Phenotypes of transgenic Arabidopsis and expression levels of transgenes under normal and cold induction conditions. A, Structural features of the T-DNA region of pABA-oriT. The promoters used for each gene can be found in Table I. B, The phenotypes of three representative lines of the T2 generation are shown. The seeds of the wild type (WT; ecotype Columbia) and three transgenic lines were sown on MS agar plates, and the photographs were taken after the seeds germinated and grew for 7 d at 22°C under a 16-h/8-h light/dark cycle. The normal green seedlings in lines 5 and 6 were identified with the segregated wild type based on GUS staining.
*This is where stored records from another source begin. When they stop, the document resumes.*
PR #2023, opened 2019-02-27
date and time - for tonight, weekdays

Ruthvicp:
## Description
Not picking the time in case of tonight/weekdays when am/pm is not specified
examples 

- "set an alarm at 7 tonight"

- "set an alarm at 9 on weekdays"

## How to test

Test cases 

- set alarm at 7:30 on weekdays
- set an alarm tonight at 9

More test cases have been added to  test_extractdatetime_en in unittests\util\test_parse.py

### DIFF
--- a/test/unittests/util/test_parse.py
+++ b/test/unittests/util/test_parse.py
@@ -455,6 +455,19 @@ class TestNormalize(unittest.TestCase):
                     "2017-07-08 10:00:00", "remind me to call mom")
         testExtract("remind me to call mom at 10am next saturday",
                     "2017-07-08 10:00:00", "remind me to call mom")
+        # Below two tests, ensure that time is picked even if no am/pm is specified
+        # in case of weekdays/tonight
+        testExtract("set alarm for 9 on weekdays",
+                    "2017-06-27 21:00:00", "set alarm weekdays")
+        testExtract("for 8 tonight",
+                    "2017-06-27 20:00:00", "")
+        testExtract("for 8:30pm tonight",
+                    "2017-06-27 20:3:00", "")
+        # Tests a specified time with : & without am/pm
+        testExtract("remind me about the game tonight at 11:30",
+                    "2017-06-27 23:30:00", "remind me about game")
+        testExtract("set alarm at 7:30 on weekdays",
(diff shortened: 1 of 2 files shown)


test/unittests/util/test_parse.py
```diff
@@ -455,6 +455,19 @@ def testExtract(text, expected_date, expected_leftover):
...
+                    "2017-06-27 21:00:00", "set alarm weekdays")
+        testExtract("for 8 tonight",
+                    "2017-06-27 20:00:00", "")
+        testExtract("for 8:30pm tonight",
+                    "2017-06-27 20:30:00", "")
+        # Tests a specified time with : & without am/pm
+        testExtract("remind me about the game tonight at 11:30",
+                    "2017-06-27 23:30:00", "remind me about game")
+        testExtract("set alarm at 7:30 on weekdays",
+                    "2017-06-27 19:30:00", "set alarm on weekdays")
```
forslund: Just an observation here: I would probably expect this to set an alarm in the morning.

I'm used to working with a 24-hour time system so this might just be my cultural training.

Ruthvicp: The unit test case considers reference time as date = datetime(2017, 6, 27, 13, 4) , [here](https://github.com/MycroftAI/mycroft-core/blob/64666590947464b454260d9c11ca489fa8d5a181/test/unittests/util/test_parse.py#L181) 

so when am/pm is not specified, the time picked would be the next available time.
For example : If current time is 6:30pm 

- Set an alarm at 7:30 on weekdays will extract time as 7:30 pm from today

- Set an alarm at 6 on weekdays will extract 6:00 am from tomorrow

- If am/pm is specified then it extracts as per the request

penrods: This usage is a little ambiguous, which is part of why the alarm skill provides verbal feedback (e.g. "starting in 2 hours") so the user will realize the 12 hour misunderstanding if it happens.

The same extraction code would be used for "remind me to exercise at 6 on weekdays", which could mean either AM or PM depending on the person.

I'm OK with this for now, we can revisit it if it feels wrong in more use cases.

PR #2026, opened 2019-02-28
Tweak CommonPlay scoring

penrods:
The scoring for CommonPlay would favor skills that responded with overly long matches.  E.g. "Huey Lewis and the News" would be considered a better fit than just "News" for the request "Play the News"

Also added the self.spoken_name for future use by the CommonPlay framework.  It will likely be pronounced in something like ```"Playing XXX using "+self.spoken_name```


forslund:
Auto-bots agree, good PR. Merging

PR #2030, opened 2019-02-28
Hide deprecated warning in certain cases

penrods:
The deprecation warning was firing off at the load of every skill when
the decorators are being iterated through by internal code (which
includes the self.config with an @property).  Add check for these
special cases to not show a warning.

## How to test
Reboot or ```sudo service mycroft-skills restart```.  Watch the logs sparkle!


forslund:
Tested and working as expected.

forslund:
Codacy is blocking for ever...Merging

PR #2035, opened 2019-03-04
Ignore the 'skills' symlink

penrods:
The .gitignore wasn't ignoring the symlink that would be created in
dev_setup.sh to point to /opt/mycroft/skills.  The gitignore treats
what looks like an absolute path "/skills" as relative to the
repo.

## How to test
A ```git status``` before this change lists the 'skills' directory as an untracked file.  With this change it shouldn't appear in that last.

### DIFF
--- a/.gitignore
+++ b/.gitignore
@@ -5,7 +5,7 @@ dev.env
 *.swp
 *~
 mimic
-./skills
+/skills
 pocketsphinx-python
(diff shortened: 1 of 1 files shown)


forslund:
Looks good, ignores skills in the root folder but added files under the /mycroft/skills folder shows up. Merging.

PR #2045, opened 2019-03-08
Fix simple audio backend pausing by voice

forslund:
## Description
The restore_volume would previously unpause the service even if the user just asked for pausing playback.

This separates the paused flag from the pausing/resuming action so lowering/restoring volume doesn't affect the logical pausing state and can check it to determine if lowering/restoring is needed/wanted.
## How to test
Play the news, ask Mycroft to "pause playback" by voice and make sure it's paused afterwards. Resume playback.

CLA [ Yes ]


penrods:
LGTM

PR #2047, opened 2019-03-09
Made start_listening louder

domcross:
## Description
The new start_listening.wav (introduced with release 19.02.0) is a little soft compared to the old one. I have raised the level a bit (approx. 10-12 dB) while still leaving enough headroom, so there shouldn't be any distortion.

## How to test
Say "hey mycroft". Listening sound should be loud and clear.

CLA [X] (Whether you have signed a [CLA - Contributor Licensing Agreement](https://mycroft.ai/cla/)


forslund:
Hi @domcross, I think part of the idea with the new listening sound was to make it slightly more quiet. I'll ping @penrods to make a decision here.

domcross:
In my opinion a clearly audible listening sound is still important for "low cpu-powered" devices (Picroft, Mark1, Respeaker CoreV2) as there is a short lag between the wake word detection and the recording start of the utterance. This requires the speaker make a pause after the wake word otherwise the beginning of the utterance is not recorded. 

This may not be an issue on Desktop machines and Mark2 which have better performing cpu where the utterance recording is starting immediately after wake word is detected and the speaker can keep a natural "speaking flow".

penrods:
Let me play with this and think about options.  As Ake mentioned, the new softer sound was intentional.

forslund:
Possibly we could add 3 versions of the sound at different volumes and make it a setting like the on/off is.

forslund:
Hi, was the latest commit pushed to the wrong branch?

domcross:
Oops, my fault. What to do now?

forslund:
We can separate out the first commits if we'll decide to merge this PR. If you want to keep working on the new common de things you might want to create a new branch for it.

From the command line:
`git checkout -b my-good-and-descriptive-branch-name`

PR #354, opened 2025-12-27
[docs] Add a note about reproducibility of the simulations

giordano:
Running code in documentation but getting different results than what's shown there is a bummer, because then you start wondering: did I do something wrong?  Is it expected?  What's the reason for the differences?  Can I control them?  Adding these notes, mentioning some sources of non-reproducibility (and how to limit them) is my attempt to "resolve" #351.

### DIFF
--- a/docs/make.jl
+++ b/docs/make.jl
@@ -94,10 +94,10 @@ makedocs(
         "Dycore equations and algorithms" => "dycore_equations_algorithms.md",
         "Appendix" => Any[
             "Notation" => "appendix/notation.md",
+            "Reproducibility of Breeze.jl models" => "reproducibility.md",
         ],
         "References" => "references.md",
         "API" => "api.md",
-        "Reproducibility of Breeze.jl models" => "reproducibility.md",
         "Contributors guide" => "contributing.md",
     ],
     linkcheck = true,


docs/src/reproducibility.md
```diff
@@ -0,0 +1,32 @@
+# [Reproducibility of Breeze.jl models](@id reproducibility)
+
+`Breeze.jl` cannot guarantee full reproducibility of its atmospheric models, especially for long-running simulations, due to their [chaotic nature](https://en.wikipedia.org/wiki/Chaos_theory).
```
glwagner:
```suggestion
`Breeze.jl` cannot guarantee _bitwise_ reproducibility of atmospheric simulations across Julia versions and machine architectures.
For [chaotic](https://en.wikipedia.org/wiki/Chaos_theory) simulations, bitwise differences between two initially identical solutions can amplify, leading to qualitatively different trajectories after long simulation times.
```

docs/make.jl
```diff
@@ -97,6 +97,7 @@ makedocs(
         ],
         "References" => "references.md",
         "API" => "api.md",
+        "Reproducibility of Breeze.jl models" => "reproducibility.md",
```
glwagner: this could also go in "appendix", I am fine either way

giordano: Done!

PR #334, opened 2025-12-22
Clear sky `optics` for `RadiativeTransferModel` from `RRTMGP.jl`

glwagner:
This PR expands the `RRTMGP` extensions to support clear sky gas optics, in addition to gray atmosphere optics.

PR #361, opened 2025-12-30
[docs] Don't actually save unused figures in Literate examples

giordano:
By `save`-ing figures when running Literate examples, we store on the website figures which aren't actually used at all, which becomes a waste of space in the long run (see [Oceananigans experience](https://github.com/CliMA/Oceananigans.jl/issues/5027)).  Inspired by https://github.com/NumericalEarth/Breeze.jl/pull/334#discussion_r2652766036.

### DIFF
--- a/examples/bomex.jl
+++ b/examples/bomex.jl
@@ -359,7 +359,7 @@ text!(axuv, -8.5, 2200, text="solid: u\ndashed: v", fontsize=12)
 
 fig[0, :] = Label(fig, "BOMEX: Mean profile evolution (Siebesma et al., 2003)", fontsize=18, tellwidth=false)
 
-save("bomex_profiles.png", fig)
+save("bomex_profiles.png", fig) #src
 fig
 
 # The simulation shows the development of a cloudy boundary layer with:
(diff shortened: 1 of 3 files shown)


giordano:
Compare:

* current dev: https://github.com/NumericalEarth/BreezeDocumentation/tree/373ff1f7ba435ca3989fee733aabf3192a9a3519/dev/literated
* this PR: https://github.com/NumericalEarth/BreezeDocumentation/tree/373ff1f7ba435ca3989fee733aabf3192a9a3519/previews/PR361/literated

Note how in this PR the files `literated/bomex_profiles.png` and `literated/rico_profiles.png` are not present, as desired.

glwagner (approved):
thanks @giordano 

if we paste a link to the figures directly, then this does not constitute a waste -- is that correct? eg it is only a waste if we generate figures but do not embed the saved files (instead embedding using `display(fig)` or whatever)

I ask because it is sometimes convenient (eg to reduce filesize) to use bespoke display options for a single figure. In that case, it can be nice to use `save` rather than changing a global figure config just for one figure (perhaps there is another way to do this?)

giordano:
> if we paste a link to the figures directly, then this does not constitute a waste -- is that correct? eg it is only a waste if we generate figures but do not embed the saved files (instead embedding using `display(fig)` or whatever)

Yes, if you do use the files saved on disk in the docs then it's not a waste, but in all cases here the files are saved but never referenced in the docs (instead, the `Figure` object is always `display`ed, but that's rendered separately from the file saved to disk).  And then we have multiplies copies of these files, one for each version of the docs, and these things add up over time.

PR #368, opened 2025-12-31
Add capability to set relative humidity directly

### LINKED ISSUE #282: Support setting `RelativeHumidity` in `set!`
It seems it will be convenient to develop a way to set the relative humidity in `set!`, eg something like

```julia
set!(model, θ=θᵢ, ℋ=ℋᵢ)
```

where `ℋ` is relative humidity (notation up for debate too, this is what Emmanuel 1994 uses).

this would be an alternative to setting the total water.

glwagner:
Closes #282

### DIFF
--- a/src/Microphysics/microphysics_diagnostics.jl
+++ b/src/Microphysics/microphysics_diagnostics.jl
@@ -1,15 +1,15 @@
 using Adapt: Adapt, adapt
+
 using Oceananigans.AbstractOperations: KernelFunctionOperation
 using Oceananigans.Fields: Field, Center
+using Oceananigans.Utils: Utils
 
 using Breeze.Thermodynamics:
     saturation_specific_humidity,
-    dry_air_gas_constant,
     vapor_gas_constant,
     density,
     saturation_vapor_pressure,
     equilibrated_surface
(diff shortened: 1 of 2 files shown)


glwagner:
This PR prompted a bit of a refactor. I moved the concept of "equilibrium" to Thermodynamics, and moved the SaturationSpecificHumidity diagnostic into AtmosphereModels. This allows is to be used during `set!`. I think it reflects a better division of concerns.

giordano:
Doctest failure is due to a change of results, is that expected?

glwagner:
> Doctest failure is due to a change of results, is that expected?

I'm not sure, we should def take a close look before merging

glwagner:
> > It's 1.11
> 
> No, you were right, we require v1.10:
> 
> https://github.com/NumericalEarth/Breeze.jl/blob/49b544a7dcff7e7a8b91bf08272563bd6c065c54/Project.toml#L38
> 
> I thought we were requiring v1.11 already, I wonder if that'd be any faster than v1.10 🤔

I finally understand that "min" means "minimum Julia version allowed by compat". I'm learning!

PR #373, opened 2025-12-31
Support 2M microphysics from CloudMicrophysics

glwagner:
This PR builds out support for two-moment microphysics from CloudMicrophysics. The "two-moment" scheme evolves both the mass fraction _and_ number density of both cloud liquid and rain particles. CloudMicrophysics' two-moment scheme only supports warm processes. To support ice processes, we need the P3 scheme (which uses the two-moment scheme for warm processes). So, this PR is a precursor to supporting the P3 scheme.

Note, we still haven't validated non-equilibrium single moment physics for e.g. RICO.

### DIFF
--- a/test/cloud_microphysics_2M.jl
+++ b/test/cloud_microphysics_2M.jl
@@ -18,7 +18,7 @@ using Oceananigans.BoundaryConditions: ImpenetrableBoundaryCondition
 ##### Two-moment microphysics tests
 #####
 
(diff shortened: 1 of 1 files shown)


glwagner:
well, tests pass, so i dont think we need to wait. #368 will still improve the situation.

giordano:
Yeah, it depends on the scheduling of the tests.

PR #379, opened 2026-01-04
Increase relative humidity in cloud kelvin helmholtz

glwagner:
On `main` there is no instability (because the relative humidity peak is 1.0); this PR tries to fix the example so it goes unstable again within the duration of the simulation.


glwagner:
Why does it seem like the final visualization and last frame of the movie are different?

navidcy (approved):

glwagner:
well, now when I look at the preview I indeed seem to see the correct movie. Not sure what was happening before, but probably I am just going insane as the most likely possibility

PR #382, opened 2026-01-04
[CI] Run tests with Julia v1.11

giordano:
Ref: https://github.com/NumericalEarth/Breeze.jl/pull/368#issuecomment-3704130094.  For the time being this is only an experiment, to see how long the CI jobs take to run.


giordano:
Not any improvement compared to v1.10.

PR #383, opened 2026-01-05
Precipitation flux conserves total water but modifies liquid–ice potential temperature

### LINKED ISSUE #364: Microphysics sedimentation does not change total water or liquid-ice potential temperature
In the current 1M microphysics, “sedimentation” is modeled by advecting the rain tracer ρqʳ with an added downward microphysical velocity wʳ (terminal velocity).

When rain sediments out of the bottom boundary (open BC), only ρqʳ changes. The thermodynamic and moisture prognostics remain unaffected because 1M does not implement microphysical tendencies for Val(:ρqᵗ) or Val(:ρθ) (defaults to zero).

kaiyuan-cheng:
close #364


test/sedimentation.jl
```diff
@@ -0,0 +1,180 @@
...
+    grid = model.grid
+    ρᵣ = model.dynamics.reference_state.density
+    qᵗ = model.specific_moisture
+    
+    Nx, Ny, Nz = size(grid)
+    Δx, Δy, Δz = grid.Lx / Nx, grid.Ly / Ny, grid.Lz / Nz
+    
+    total = zero(eltype(grid))
+    for k in 1:Nz, j in 1:Ny, i in 1:Nx
+        total += @allowscalar(ρᵣ[i, j, k] * qᵗ[i, j, k]) * Δx * Δy * Δz
```
glwagner: I think this whole function requires just one line:

```julia
total = Integral(model.moisture_density) |> Field
```

test/sedimentation.jl
```diff
@@ -0,0 +1,180 @@
...
+    end
+    return total
+end
+
+"""Compute column-integrated potential temperature density: ∫ρθ dV"""
+function column_integrated_rho_theta(model)
```
glwagner: please use `Field(Integral(ρθ))`

test/sedimentation.jl
```diff
@@ -0,0 +1,180 @@
...
+#####
+##### Conservation tests
+#####
+
+@testset "Total water conservation with ImpenetrableBoundaryCondition [$(FT)]" for FT in (Float32, Float64)
+    # With ImpenetrableBoundaryCondition, rain collects at bottom but doesn't leave,
+    # so total water should be conserved.
+    
+    Oceananigans.defaults.FloatType = FT
+    model, _ = setup_test_model(FT; precipitation_boundary_condition=ImpenetrableBoundaryCondition())
```
glwagner: we should rely on the default float type for `setup_test_model`. Just because we have to rely on it elsewhere, so it is pointless to pass around `FT` explicitly. It just clutters the code.

PR #345, opened 2025-12-24
Add bibtex entries + fix make docstring citations REPL-friendly

navidcy:

PR #384, opened 2026-01-06
Add TetensFormula saturation vapor pressure

### LINKED ISSUE #370: Use TabulatedFunction to accelerate evaluation of `saturation_vapor_pressure`
`saturation_vapor_pressure` is expensive, with an `exp` and `pow`:

https://github.com/NumericalEarth/Breeze.jl/blob/cd1c7752fa8ce562281747d0072465fe585847a4/src/Thermodynamics/vapor_saturation.jl#L59

This can be accelerated by tabulating its values and then linearly interpolating between them. Oceananigans recently added a `TabulatedFunction` which can do this

```julia
help?> Oceananigans.Utils.TabulatedFunction
  │ Warning
  │
  │  The following bindings may be internal; they may change or be removed in future versions:
  │
  │    •  Oceananigans.Utils

  TabulatedFunction{F, T, FT}

  A wrapper around a unary callable func(x) that precomputes values in a lookup table for fast linear interpolation. This avoids expensive
  computations (like log, exp, sqrt, atan, etc.) during time-critical operations like GPU kernel execution.

  Fields
  ≡≡≡≡≡≡

    •  func: The original callable being tabulated (for reference/fallback)
    •  table: Precomputed values (AbstractVector)
    •  x_min: Minimum x value in table
    •  x_max: Maximum x value in table
    •  inverse_Δx: 1 / Δx for fast index computation

  Example
  ≡≡≡≡≡≡≡

  using Oceananigans.Utils: TabulatedFunction

  # Tabulate a simple function for fast evaluation
  f = TabulatedFunction(sin; range=(0, 2π))

  # output
  TabulatedFunction with 100 points over [0.0, 6.283185307179586] of sin

  # Evaluate like a regular function
  f(π/2)

  # output
  0.9996224305511583

  ────────────────────────────────────────────────────────────────────────────────────────────────────────────────────────────────────────────────────

  TabulatedFunction(func, [arch=CPU()], [FT=Float64]; range, points=100)

  Construct a TabulatedFunction by precomputing points values of func over range for fast linear interpolation.

  Arguments
  ≡≡≡≡≡≡≡≡≡

    •  func: Any callable that takes a single numeric argument
    •  arch: Architecture for the lookup table (CPU() or GPU()). Default: CPU()
    •  FT: Float type for table values. Default: Float64

  Keyword Arguments
  ≡≡≡≡≡≡≡≡≡≡≡≡≡≡≡≡≡

    •  range: Tuple of (minimum, maximum) x values (required)
    •  points: Number of points in the lookup table. Default: 100

  Example
  ≡≡≡≡≡≡≡

  using Oceananigans.Utils: TabulatedFunction

  # Tabulate a trigonometric function
  f = TabulatedFunction(sin; range=(0, 2π), points=1000)

  # Evaluate at π/4
  f(π/4)

  # output
  0.7071052539107768

  The tabulated function can be called like the original:

  f(1.5)  # Returns interpolated value

  Values outside range are clamped to the nearest table boundary.
```

to implement this I think we need to add a `saturation_vapor_pressure` property to `ThermodynamicConstants` and then define:

```julia
saturation_vapor_pressure(T, constants::ThermoConstantsWithTabulation, ::PlanarLiquidSurface) =
    constants.saturation_vapor_pressure.liquid(T)
```

unfortunately each surface needed will need its own table. So it is probably best to do this as a "materialization" step in the model constructor, since at that time we know which surfaces will be needed (liquid, ice, and mixed-phase surfaces).

glwagner:
This PR adds a property `saturation_vapor_pressure` to `ThermodynamicsConstants`. The default will be `ClausiusClapeyron`. We also implement a `TetensFormula` options, which is a simplified form for the saturation vapor pressure used by some models. We can also utilize this property to implement TabulatedFunction saturated vapor pressure and resolve #370 (but in another PR)

with @kaiyuan-cheng 

TODO:
- is there a better name for the property than `saturation_vapor_pressure`? Perhaps `saturation_formulation`?

### DIFF
--- a/AGENTS.md
+++ b/AGENTS.md
@@ -43,7 +43,7 @@ Breeze interfaces with ClimaOcean for coupled atmosphere-ocean simulations.
    - Use `$(TYPEDSIGNATURES)` for automatic typed signature documentation (preferred over `$(SIGNATURES)`)
    - Never write explicit function signatures in docstrings; always use `$(TYPEDSIGNATURES)`
    - Add examples in docstrings when helpful
-   - **Citations in docstrings**: Use inline citations with `[Key](@citet)` syntax (renders as "Author (Year)" with link).
+   - **Citations in docstrings**: Use inline citations with `[Author1 and Author2 (year)](@cite Key)` or `[Author1 et al. (Year)](@cite Key)` syntax.
      Avoid separate "References" sections with bare `[Key](@cite)` - these just show citation keys in the REPL
      without context, which is not helpful. Instead, weave citations naturally into the prose, e.g.:
      "Tetens' formula [Tetens1930](@citet) is an empirical formula..."


src/Thermodynamics/tetens_formula_saturation_vapor_pressure.jl
```diff
@@ -0,0 +1,116 @@
...
+The Tetens formula approximates saturation vapor pressure as:
+
+```math
+pᵛ⁺(T) = pᵛ⁺₀ \\exp \\left( a \\frac{T - T₀}{T - b} \\right)
+```
+
+where ``pᵛ⁺₀`` is the reference saturation vapor pressure, ``a`` is an empirical coefficient,
+``T₀`` is the reference temperature, and ``b`` is a temperature offset.
+
+Default parameter values are derived from equation 2.11 in [Klemp1978](@cite):
```
giordano: You need to add `Klemp1978` to the bibliography, too. Also, it'd be better to use a more REPL-friendly style for docstring, see #345

navidcy:
```suggestion
Default parameter values are derived from equation 2.11 in [Klemp and Wilhelmson (1978)](@cite Klemp1978):
```

navidcy (approved):
Should we add a plot with this approximation in the Docs/Thermodynamics section so that we see how it compares to the Clausius-Clapeyron?

glwagner:
> Should we add a plot with this approximation in the Docs/Thermodynamics section so that we see how it compares to the Clausius-Clapeyron?

I like that, then we can also expand on it to show the accuracy of the TabulatedFunction versions

src/Thermodynamics/tetens_formula_saturation_vapor_pressure.jl
glwagner: is this comment resolved?

glwagner: @navidcy

navidcy: Yes!

docs/src/breeze.bib
```diff
@@ -270,3 +270,43 @@ @article{SeifertBeheng2006
...
+}
+
+@book{MonteithUnsworth2008,
+  author = {Monteith, John L. and Unsworth, Mike H.},
+  title = {Principles of Environmental Physics},
+  publisher = {Academic Press},
+  edition = {3rd},
+  year = {2008},
+  isbn = {978-0-12-505103-3}
+}
```
giordano:
```suggestion
@book{MonteithUnsworth2014,
  author = {Monteith, John L. and Unsworth, Mike H.},
  title = {Principles of Environmental Physics},
  publisher = {Academic Press},
  edition = {4th},
  year = {2014},
  isbn = {978-0-12-386910-4},
  doi = {10.1016/C2010-0-66393-0},
}
```

navidcy:
I think now all looks OK!

src/Thermodynamics/tetens_formula.jl
```diff
@@ -0,0 +1,154 @@
...
+**Ice** (T < 0°C):
+- `ice_coefficient`: 21.875
+- `ice_temperature_offset`: 7.65 K (corresponding to 265.5 K offset from 0°C)
+
+# References
+
+* Tetens, O. (1930). Über einige meteorologische Begriffe. Zeitschrift für Geophysik 6, 297–309.
+* Monteith, J. L. and Unsworth, M. H. (2014). Principles of Environmental Physics. 4th Edition (Academic Press).
+* Murray, F. W. (1967). On the computation of saturation vapor pressure. Journal of Applied Meteorology 6, 203–204.
+* Wikipedia: Tetens equation; [https://en.wikipedia.org/wiki/Tetens_equation](https://en.wikipedia.org/wiki/Tetens_equation)
```
giordano:
```suggestion
* Wikipedia: Tetens equation; <https://en.wikipedia.org/wiki/Tetens_equation>
```
doesn't require duplicating the URL

AGENTS.md
```diff
@@ -43,6 +43,10 @@ Breeze interfaces with ClimaOcean for coupled atmosphere-ocean simulations.
    - Use `$(TYPEDSIGNATURES)` for automatic typed signature documentation (preferred over `$(SIGNATURES)`)
    - Never write explicit function signatures in docstrings; always use `$(TYPEDSIGNATURES)`
    - Add examples in docstrings when helpful
+   - **Citations in docstrings**: Use inline citations with `[Key](@citet)` syntax (renders as "Author (Year)" with link).
```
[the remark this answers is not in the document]
navidcy:
```suggestion
   - **Citations in docstrings**: Use inline citations with `[Author1 and Author2 (year)](@cite Key)` or `[Author1 et al. (Year)](@cite Key)` syntax.
```

kaiyuan-cheng (approved):
Looks good. Thanks!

C to J, Real-time RT-PCR analysis of transcript levels of the T3 generation of transgenic seedlings under normal and cold induction conditions. The relative transcript level was calculated as fold difference from the Actin transcript level, which was used as the internal control; relative expression levels were calculated and normalized with respect to the genes expressed in the untreated wild type.